“Grampa and Gramma called the outdoors ‘a garden of natural healing,’” reads the Grampa’s Garden Website.
From the moment you open the door to Grampa’s Garden Sensory Adventure Spa on Maine Street, it’s clear this place is unique. The physical space of the café resembles a garden. Replacing chirping birds and blossoming flowers, the whir of an espresso machine greets your ears, and spices waft through the air, promising a delicious menu. From the vintage posters and extensive collection of Starbucks cards on the walls to the books lingering in corners of comfy chairs, it’s unclear where all of the trinkets come from, but they feel like they belong. Just like vines, these physical elements ebb and flow in an unorganized, but natural way. Among this selection is an abundance of health products, from essential oils to heated blankets.
The force behind Grampa’s Garden’s cozy atmosphere is founder Michael Painchaud. Before his career in coffee, Michael held a lengthy 33 year tenure as a Wall Street statistician in New York and Seattle. It was there in Seattle, where he worked with a company that placed Starbucks stock, that he learned the ins and outs of coffee. He became enamored with the social impact of the drink.
From its inception, Michael has seen the shop grow in ways he never thought possible.
“[The growth of Grampa’s Garden] was organic,” Michael said. “It grew from within. It was not [what I always wanted to do.] I wanted to be a baseball statistician. I think it’s important to realize that we are capable of a lot of different things. I think that we should all look for opportunities to self-actualize, or to contribute to the betterment of the world in whatever way we can, [with] whatever skills we have. Not that I look at that as a raison d’être kind of thing. But it’s important that you be open to doing different things, constantly evolving.”
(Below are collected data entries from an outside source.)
PR #490, opened 2022-05-23
Parser: JSONSchema Generator

### LINKED ISSUE #494: Skeleton of the library and generating schema for scalar values (int, string, null, boolean)
Basic structure for the JSON Schema generator library. Only supports initial scalar type, and returns a `schemars::RootSchema` that can be serialized into json.

pothibo:
Implements the skeleton of what could be used to generate JSONSchema
from a JSON document. `schema_generator::generate(Metadata, &JSONValue)`
generates a JSON Schema from the JSONValue document provided. It is
expected that the document is a JSON object and will return an error if
the JSON value received is not an object (it will error on an Array
too).

All validations are generated inline currently and only support scalar
values. The tests here are built around the current implementation, they
will change as more features are added.

Also, the library itself is not being used anywhere and is inaccessible.
Once the library is going to settle, it will be added as a command in
`flow-parser` and will be usable from the CLI.

---
This change is [Reviewable](https://reviewable.io/reviews/estuary/flow/490)

Closes #494

### DIFF
--- a/crates/parser/src/schema_generator/mod.rs
+++ b/crates/parser/src/schema_generator/mod.rs
@@ -1,0 +1,209 @@
+use schemars::{gen::SchemaGenerator, schema::*};
+use serde_json::Value as JSONValue;
+
+#[derive(Debug, Default)]
+pub struct JSONSchema {
+    root: RootSchema,
+}
+
+#[derive(Debug, thiserror::Error)]
+pub enum SchemaParseError {
+    #[error("failed to parse the value: {0}")]
+    InvalidValueType(serde_json::Value),
+}
+
+// Generate a JSONSchema from a JSON document.
+// Metadata is used to build the metadata of the root schema
+// so that things like the `title`, `description` and `$id` can be passed to
+// the JSONSchema. The current implementation only supports scalar values. If
+// non-scalar values are provided as a JSON value, an error will be returned.
+//
+// The current implementation is also inlining all object validations that are generated
+// from the JSON. As more complex validations will be generated, it's possible that some
+// validations will be moved into definitions.
+pub fn generate(
+    metadata: Metadata,
+    json_value: &JSONValue,
+) -> Result<JSONSchema, SchemaParseError> {
+    let mut schema = JSONSchema::default();
+    schema.root.schema = SchemaObject::default();
+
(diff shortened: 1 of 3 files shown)


crates/parser/src/schema_generator/mod.rs
```diff
@@ -0,0 +1,208 @@
...
+    // I think it's probably overkill, and it's possible hardcoding
+    // a static' string instead would be better.
+    let sg = SchemaGenerator::default();
+    schema.root.meta_schema = sg.settings().meta_schema.clone();
+
+    let data = if let JSONValue::Object(data) = json_value {
+        data
+    } else {
+        return Err(SchemaParseError::InvalidValueType(json_value.to_owned()));
+    };
```
pothibo, line 44: Not sure about this. Maybe there's a better way to do this.

mdibaiee:
Sorry, I'm probably missing some context around this, but can we not just use [`schema_for_value!`](https://docs.rs/schemars/latest/schemars/macro.schema_for_value.html) macro from schemars to get a JSONSchema for a json document?

I know that schemars does not support merging schemas together, but it can infer JSONSchema of one document at least.

psFried (commented):
My early impressions are positive. I left minor some notes on idiomatic Rust. But I think the biggest open question is really just what we discussed on VC: how would this need to change in order to accommodate generating a schema from _multiple_ input documents. We had some good conversation around that this morning. Just to document the outcome of that, the current idea is to try re-framing that problem in terms of combining two JSON schemas in such a way that any document that validates against _either_ schema will also validate against the combined result schema. That seems like a useful framing because it seems to lend itself well to the issue of evolving collection schemas over time. If a collection starts with schema A, and then a Capture emits a document that doesn't validate against A, then we can derive a schema based on only the new, invalid, document(s), and then combine that result with schema A to produce a new schema for the collection. A potential challenge with that approach is dealing with the complexity of things like combinators, conditionals, etc. So I think a reasonable next step would be to validate that approach, and come up with an alternative if it seems like it won't work out well.

But I think overall this is off to a good start, and is moving in the right direction :+1:

pothibo:
After discussing on Slack, I'm going to merge this PR as it is inaccessible, and it's an OK implementation as it stands, it will change over the course of upcoming PRs and only when the code is complete will it be accessible via CLI.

“We have a different business model,” Michael said. “You know, we hope that people will buy more than just a cup of coffee.”
At its core, though, Grampa’s Garden is more than one man’s coffee shop. It’s a partnership between siblings. While Grampa’s Garden café has been on Maine Street since 2019, Grampa’s Garden, the wellness company, was founded in 1993 by Jacqui Painchaud, Michael’s sister. Their partnership was her idea, originally.
“[Jacqui said] ‘in order to honor her brother, here’s a quid pro quo, you come back, organize your stuff, your coffees and your teas and we’ll open a shop that incorporates everything,’” Michael said. “So, that’s what we’ve done.”
For Michael, the most valuable reward of opening the café has been his time spent working with Jacqui.
“We surround ourselves with people who guide us into these areas [of fulfillment and exploration],” Michael said. “So my sister, for example, with Grampa’s Garden, has for 30 years produced a product that helps people feel better [and] helps people deal with life better. To honor that, I see the store as a billboard for her efforts. I have surrounded myself with the person who brought out the side of myself which I really didn’t know, and it’s been a good partnership. I work for her, and she’s the boss. I think it’s made us more aware of one another and more aware of our needs. [Running this business together has] made us honorable toward each other, I think.”
Their partnership’s success is based on a core mission that has remained firm since Grampa’s Garden’s founding in 1993: providing wellness to their local and national community. Jacqui’s original business began humbly, with only a few products.
“I started out with three hot packs, herbal massage oil and a beeswax lip balm,” Jacqui said. “I sold out my first local venue retail show and that night we had to go back and just keep producing at home to make it to the next morning. I didn’t start with a lot of capital, just a lot of passion.”
Almost 30 years later, there are now over 300 products, from the Moose Masseuse, to Bowdoin heated scarves. Jacqui expressed that her inspiration for the business stemmed from her background as a physical therapist and horticultural education at Southern Maine Community College.
Because of these health benefits, around 75 percent of Grampa’s Garden’s consumers fall within the medical field from hospitals, occupational physical therapists to chiropractors. While the focus has been the products for a while, the company is now exploring the marketing world with more online educational tools like podcasts.
Since its opening, Bowdoin student musicians have often used Michael’s café as a performance space. Thando Khumalo ’23 first performed in the space during an open mic night in 2021. The physical atmosphere itself was a huge draw for her choice to perform there.